:: SUPPLIED RECORDS

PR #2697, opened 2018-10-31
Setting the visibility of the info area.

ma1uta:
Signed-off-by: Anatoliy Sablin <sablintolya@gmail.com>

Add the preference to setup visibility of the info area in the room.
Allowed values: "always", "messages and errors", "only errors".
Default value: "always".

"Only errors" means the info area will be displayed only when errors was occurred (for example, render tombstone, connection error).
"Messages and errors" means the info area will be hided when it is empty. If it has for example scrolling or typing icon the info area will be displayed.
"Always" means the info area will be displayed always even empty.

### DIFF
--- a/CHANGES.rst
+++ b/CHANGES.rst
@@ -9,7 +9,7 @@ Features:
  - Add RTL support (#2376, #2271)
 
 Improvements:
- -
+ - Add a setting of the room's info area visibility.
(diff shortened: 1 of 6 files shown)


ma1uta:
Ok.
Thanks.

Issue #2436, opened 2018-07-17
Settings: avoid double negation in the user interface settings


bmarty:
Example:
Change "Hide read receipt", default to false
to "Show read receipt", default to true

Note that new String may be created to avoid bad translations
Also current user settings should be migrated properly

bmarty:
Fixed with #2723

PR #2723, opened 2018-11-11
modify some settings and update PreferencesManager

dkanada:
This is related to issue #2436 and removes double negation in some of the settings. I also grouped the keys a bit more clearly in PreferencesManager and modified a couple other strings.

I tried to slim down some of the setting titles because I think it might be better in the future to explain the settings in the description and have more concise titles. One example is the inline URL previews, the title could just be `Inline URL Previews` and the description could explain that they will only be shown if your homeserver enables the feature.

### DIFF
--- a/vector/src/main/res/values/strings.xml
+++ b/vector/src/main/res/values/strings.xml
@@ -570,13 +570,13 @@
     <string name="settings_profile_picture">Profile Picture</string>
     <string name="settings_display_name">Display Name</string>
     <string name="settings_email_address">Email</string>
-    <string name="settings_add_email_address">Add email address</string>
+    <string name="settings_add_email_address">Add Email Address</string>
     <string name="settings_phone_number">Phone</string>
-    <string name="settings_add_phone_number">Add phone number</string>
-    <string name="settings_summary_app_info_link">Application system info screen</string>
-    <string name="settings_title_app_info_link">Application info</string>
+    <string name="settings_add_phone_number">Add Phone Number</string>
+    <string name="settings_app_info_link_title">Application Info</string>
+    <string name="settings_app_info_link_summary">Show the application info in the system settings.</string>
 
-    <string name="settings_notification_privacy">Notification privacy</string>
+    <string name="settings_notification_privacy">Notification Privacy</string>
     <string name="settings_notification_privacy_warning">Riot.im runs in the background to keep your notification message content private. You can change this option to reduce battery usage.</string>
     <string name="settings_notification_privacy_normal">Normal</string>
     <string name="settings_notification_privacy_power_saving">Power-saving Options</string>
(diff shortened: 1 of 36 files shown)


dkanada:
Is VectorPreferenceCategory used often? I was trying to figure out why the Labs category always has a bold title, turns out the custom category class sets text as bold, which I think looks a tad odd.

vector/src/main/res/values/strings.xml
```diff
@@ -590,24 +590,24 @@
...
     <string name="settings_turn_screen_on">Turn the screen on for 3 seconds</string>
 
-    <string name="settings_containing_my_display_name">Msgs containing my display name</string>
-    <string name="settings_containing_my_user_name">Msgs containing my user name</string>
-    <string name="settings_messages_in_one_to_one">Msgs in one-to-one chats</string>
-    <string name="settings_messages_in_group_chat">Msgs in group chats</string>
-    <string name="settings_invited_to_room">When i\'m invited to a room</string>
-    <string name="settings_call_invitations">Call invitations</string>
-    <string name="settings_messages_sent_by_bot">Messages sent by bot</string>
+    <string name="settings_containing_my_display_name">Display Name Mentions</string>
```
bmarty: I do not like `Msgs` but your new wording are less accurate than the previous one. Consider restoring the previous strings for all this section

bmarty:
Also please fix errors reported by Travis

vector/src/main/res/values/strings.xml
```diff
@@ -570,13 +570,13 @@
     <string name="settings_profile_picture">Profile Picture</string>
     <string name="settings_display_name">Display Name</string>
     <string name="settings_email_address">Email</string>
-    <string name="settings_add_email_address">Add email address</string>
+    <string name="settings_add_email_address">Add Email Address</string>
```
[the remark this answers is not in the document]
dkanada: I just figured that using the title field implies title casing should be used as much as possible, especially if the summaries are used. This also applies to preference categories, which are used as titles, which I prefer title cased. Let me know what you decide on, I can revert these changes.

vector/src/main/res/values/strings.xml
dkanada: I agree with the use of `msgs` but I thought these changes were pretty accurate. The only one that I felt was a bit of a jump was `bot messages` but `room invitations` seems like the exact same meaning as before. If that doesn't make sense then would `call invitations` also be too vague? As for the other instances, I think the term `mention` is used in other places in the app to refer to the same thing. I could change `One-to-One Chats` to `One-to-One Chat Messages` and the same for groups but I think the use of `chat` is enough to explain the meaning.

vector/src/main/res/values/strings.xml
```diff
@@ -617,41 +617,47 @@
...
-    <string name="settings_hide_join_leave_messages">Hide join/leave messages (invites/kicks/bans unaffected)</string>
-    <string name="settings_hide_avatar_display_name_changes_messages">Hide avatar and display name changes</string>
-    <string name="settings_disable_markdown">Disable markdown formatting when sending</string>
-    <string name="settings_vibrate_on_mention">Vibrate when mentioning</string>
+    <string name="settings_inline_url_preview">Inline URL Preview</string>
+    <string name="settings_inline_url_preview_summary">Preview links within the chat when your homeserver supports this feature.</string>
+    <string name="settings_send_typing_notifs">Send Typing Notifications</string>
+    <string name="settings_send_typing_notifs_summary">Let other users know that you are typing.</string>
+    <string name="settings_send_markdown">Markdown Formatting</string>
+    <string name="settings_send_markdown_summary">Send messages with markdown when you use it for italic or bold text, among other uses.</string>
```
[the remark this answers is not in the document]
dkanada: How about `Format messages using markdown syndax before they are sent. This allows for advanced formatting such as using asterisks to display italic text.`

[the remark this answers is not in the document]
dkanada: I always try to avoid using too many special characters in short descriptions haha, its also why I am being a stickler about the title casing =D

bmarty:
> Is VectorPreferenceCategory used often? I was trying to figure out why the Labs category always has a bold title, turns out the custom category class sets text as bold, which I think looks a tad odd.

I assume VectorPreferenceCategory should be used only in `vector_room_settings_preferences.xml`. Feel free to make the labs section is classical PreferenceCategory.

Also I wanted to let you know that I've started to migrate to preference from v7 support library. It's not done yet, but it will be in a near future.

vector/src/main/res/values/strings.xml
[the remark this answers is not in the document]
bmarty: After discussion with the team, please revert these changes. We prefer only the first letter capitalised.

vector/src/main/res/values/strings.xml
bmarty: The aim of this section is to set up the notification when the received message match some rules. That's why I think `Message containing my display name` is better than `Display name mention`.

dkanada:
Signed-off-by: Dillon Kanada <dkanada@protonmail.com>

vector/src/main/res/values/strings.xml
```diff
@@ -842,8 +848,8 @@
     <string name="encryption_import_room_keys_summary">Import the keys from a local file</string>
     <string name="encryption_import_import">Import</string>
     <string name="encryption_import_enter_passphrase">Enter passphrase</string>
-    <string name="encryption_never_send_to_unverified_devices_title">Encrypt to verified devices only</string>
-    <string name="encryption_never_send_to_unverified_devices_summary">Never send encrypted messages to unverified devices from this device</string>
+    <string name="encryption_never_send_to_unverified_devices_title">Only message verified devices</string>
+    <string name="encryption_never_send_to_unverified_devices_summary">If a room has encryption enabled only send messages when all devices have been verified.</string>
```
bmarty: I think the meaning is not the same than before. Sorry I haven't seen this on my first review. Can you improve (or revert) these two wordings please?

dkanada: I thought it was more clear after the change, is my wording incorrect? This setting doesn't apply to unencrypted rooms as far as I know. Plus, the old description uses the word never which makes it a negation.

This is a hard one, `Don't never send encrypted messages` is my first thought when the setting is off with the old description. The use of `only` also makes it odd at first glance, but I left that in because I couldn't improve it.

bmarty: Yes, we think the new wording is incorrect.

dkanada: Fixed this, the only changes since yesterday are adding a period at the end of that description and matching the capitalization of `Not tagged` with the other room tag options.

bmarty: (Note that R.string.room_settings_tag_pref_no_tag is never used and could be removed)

::::

■ **EXERCISE REQUIREMENTS**
Please, from the material above, copy only the lines from the line with "Also current user" up to and including the line with "This is related", exactly as written.

■ **WORKED SOLUTION**
Also current user settings should be migrated properly

bmarty:
Fixed with #2723

PR #2723, opened 2018-11-11
modify some settings and update PreferencesManager

dkanada:
This is related to issue #2436 and removes double negation in some of the settings. I also grouped the keys a bit more clearly in PreferencesManager and modified a couple other strings.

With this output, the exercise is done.